Collection entries
************

PR #1212, opened 2023-06-14
schema: fix visibility of mRest and multiRest

rettinghaus:
`rest` is not a member of `att.visibility`, because we have [`space`](https://music-encoding.org/guidelines/dev/content/shared.html#sharedNoteSpacing). So that `mRest` actually is a member of `att.visibility` seems wrong, because we have `mSpace`.

`multiRest` on the other hand was indeed missing the `visible` attribute.

### DIFF
--- a/source/modules/MEI.visual.xml
+++ b/source/modules/MEI.visual.xml
@@ -1253,6 +1253,7 @@
       <memberOf key="att.staffLoc.pitched"/>
       <memberOf key="att.typography"/>
       <memberOf key="att.width"/>
+      <memberOf key="att.visibility"/>
     </classes>
     <attList>
       <attDef ident="block" usage="opt">
--- a/source/modules/MEI.visual.xml
+++ b/source/modules/MEI.visual.xml
@@ -1252,8 +1252,8 @@
       <memberOf key="att.staffLoc"/>
       <memberOf key="att.staffLoc.pitched"/>
       <memberOf key="att.typography"/>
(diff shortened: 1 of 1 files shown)


source/modules/MEI.visual.xml
```diff
@@ -1254,6 +1253,7 @@
       <memberOf key="att.staffLoc.pitched"/>
       <memberOf key="att.typography"/>
       <memberOf key="att.width"/>
+      <memberOf key="att.visibility"/>
```
```suggestion
      <memberOf key="att.visibility"/>
      <memberOf key="att.width"/>
```

musicEnfanthen: Alphabetical order

musicEnfanthen: Out of curiosity, what's the point of an invisible multiRest? It would not cover any more measure space than an mSpace, right?

musicEnfanthen:
Out of curiosity, what's the point of an invisible multiRest? It would not cover any more measure space than an mSpace, right?

rettinghaus:
Not really. Some publishers don't bother to show the exact length of a `mutliRest` and print e.g. "TACET" instead of the rest.  But still you may want / need to encode how many measures are hidden behind the text.

bwbohl (approved):

musicEnfanthen (approved):
Thanks @rettinghaus. We should make sure that this change is reflected in the XSLT

PR #1188, opened 2023-05-30
Remove "italic" and "oblique" values from data.TEXTRENDITIONLIST

pe-ro:
The values "italic" and "oblique" duplicate values available in data.FONTSTYLE.

Fixes #1102

PR #1214, opened 2023-06-14
Revert "Remove "italic" and "oblique" values from data.TEXTRENDITIONLIST"

bwbohl:
Reverts music-encoding/music-encoding#1188


musicEnfanthen (approved):

musicEnfanthen:
Explanation for reversion given in https://github.com/music-encoding/music-encoding/pull/1188#issuecomment-1592045421. We should address this topic more broadly with the next release after v5.

Issue #1815, opened 2026-07-22
Deal with guidelines mentioning deprecated classes


bwbohl:
Currently, on #1792, source validation fails, and the build is thus aborted because the guidelines introduction mentions a removed attribute class in the section about 5.1. We need a strategy to handle this.

N.B. The guidelines-to-HTML-XSLTs handle this more gracefully by reporting the problem, not generating a link and outputting a suffix about the unavailability, e.g.: `The existing att.stringtab.tuning [not available in this MEI customization]`

There are several things we should do:
1. Relax the Schematron rule to reflect that the XSLTs will handle the case.
2. Decide whether/how long version-specific sections of the introduction will be kept and maintained

bwbohl:
The problematic aspect of the gracious HTML fallback, with the mention that the target is not available in this customisation, is that there’s no real reason given why it’s not available. As the template handles all such (and also for customisations) there can be different reasons:
1. typos (which it is supposed to detect)
2. removed targets (our case)
3. just not available in a drilled-down customisation
4. not available in source anywhere

Nevertheless, there can be meaningful mentions of targets that no longer exist, such as in the case of advertising changes to the schema.

We could come up with a strategy for:
* how to mark such references as deprecated 
* link those references to preceding versions of MEI

bwbohl:
@music-encoding/technical-team any ideas or thoughts?

riedde:
> link those references to preceding versions of MEI

I'm not into it at the moment, but keeping a hint-link to the former version (and information) would be nice.

bwbohl:
Moved it back to the featureFreeze milesonte because  we would like to create a tag with all build assets

ahankinson:
I thought the guidelines were version-specific, so any mention of deprecated attributes for v6 should be removed, right? It doesn’t change the older versions of the guidelines that are still available.

riedde:
@bwbohl is outdated documentation the problem or non-working documentation for specific customizations?

musicEnfanthen:
@riedde The "problem" in that specific case is that the introduction for v5.1 (that is still included in develop) mentions an attribute (and marks it up as attribute) which was recently deleted from the specs. So the validation process does not find any reference for the attribute any more. The resulting issue is that any later PR will "fail" because of the failing validation.

> Decide whether/how long version-specific sections of the introduction will be kept and maintained

[...]

PR #1829, opened 2026-08-04
Quickfix: Change assert role from error to warning for ident references

bwbohl:
Two make guidelines build pass


bwbohl:
provides a quickfix for #1815 should be implemented properly (e.g. for other elements etc) later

************

→ TRY IT: In the entries above, find lines with "multiRest" and copy each.

→ EXERCISE ANSWER:
schema: fix visibility of mRest and multiRest
`multiRest` on the other hand was indeed missing the `visible` attribute.
musicEnfanthen: Out of curiosity, what's the point of an invisible multiRest? It would not cover any more measure space than an mSpace, right?
Out of curiosity, what's the point of an invisible multiRest? It would not cover any more measure space than an mSpace, right?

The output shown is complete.